• **What the task asks**
In full and without change, repeat the records shown below.
Exercise inputs below:
PR #1839, opened 2022-10-08
Fix clippy warnings on nightly

rtzoeller:
Clippy is now smarter about detecting unnecessary casts and useless conversions, which means we need to be more explicit about when the conversions are needed for a subset of platforms.

Required changes found by repeatedly running the following command against a list of the supported platforms.

`xargs -t -I {} sh -c "cargo clippy -Zbuild-std --target {} --all-targets -- -D warnings || exit 255"`

I removed the casts it complained about, and then restored them with an `#[allow]` if a later target needed the cast.

### DIFF
--- a/src/sys/pthread.rs
+++ b/src/sys/pthread.rs
@@ -28,6 +28,7 @@ feature! {
 /// won't send any signal.
 ///
 /// [`pthread_kill(3)`]: https://pubs.opengroup.org/onlinepubs/9699919799/functions/pthread_kill.html
+#[allow(clippy::not_unsafe_ptr_arg_deref)]
 #[cfg(not(target_os = "redox"))]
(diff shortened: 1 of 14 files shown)


src/sys/pthread.rs
```diff
@@ -28,6 +28,7 @@ feature! {
 /// won't send any signal.
 ///
 /// [`pthread_kill(3)`]: https://pubs.opengroup.org/onlinepubs/9699919799/functions/pthread_kill.html
+#[allow(clippy::not_unsafe_ptr_arg_deref)]
```
rtzoeller, line 31: This is the only non-conversion related warning I needed to allow.

asomers (approved):

rtzoeller:
bors r=asomers

PR #1840, opened 2022-10-09
Upgrade parking_lot dev-dependency to 0.12

rtzoeller:
We were previously stuck on 0.11 for MSRV reasons, but since bumping nix's MSRV to Rust 1.56 this is no longer the case.


asomers (approved):

rtzoeller:
bors r=asomers

PR #1841, opened 2022-10-10
add faccessat on illumos

SteveLauC:
This binding has been added in [libc#2953](https://github.com/rust-lang/libc/pull/2953)


asomers (approved):
bors r+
End of Exercise inputs.
• **Answer to this task**
PR #1839, opened 2022-10-08
Fix clippy warnings on nightly

rtzoeller:
Clippy is now smarter about detecting unnecessary casts and useless conversions, which means we need to be more explicit about when the conversions are needed for a subset of platforms.

Required changes found by repeatedly running the following command against a list of the supported platforms.

`xargs -t -I {} sh -c "cargo clippy -Zbuild-std --target {} --all-targets -- -D warnings || exit 255"`

I removed the casts it complained about, and then restored them with an `#[allow]` if a later target needed the cast.

### DIFF
--- a/src/sys/pthread.rs
+++ b/src/sys/pthread.rs
@@ -28,6 +28,7 @@ feature! {
 /// won't send any signal.
 ///
 /// [`pthread_kill(3)`]: https://pubs.opengroup.org/onlinepubs/9699919799/functions/pthread_kill.html
+#[allow(clippy::not_unsafe_ptr_arg_deref)]
 #[cfg(not(target_os = "redox"))]
(diff shortened: 1 of 14 files shown)


src/sys/pthread.rs
```diff
@@ -28,6 +28,7 @@ feature! {
 /// won't send any signal.
 ///
 /// [`pthread_kill(3)`]: https://pubs.opengroup.org/onlinepubs/9699919799/functions/pthread_kill.html
+#[allow(clippy::not_unsafe_ptr_arg_deref)]
```
rtzoeller, line 31: This is the only non-conversion related warning I needed to allow.

asomers (approved):

rtzoeller:
bors r=asomers

PR #1840, opened 2022-10-09
Upgrade parking_lot dev-dependency to 0.12

rtzoeller:
We were previously stuck on 0.11 for MSRV reasons, but since bumping nix's MSRV to Rust 1.56 this is no longer the case.


asomers (approved):

rtzoeller:
bors r=asomers

PR #1841, opened 2022-10-10
add faccessat on illumos

SteveLauC:
This binding has been added in [libc#2953](https://github.com/rust-lang/libc/pull/2953)


asomers (approved):
bors r+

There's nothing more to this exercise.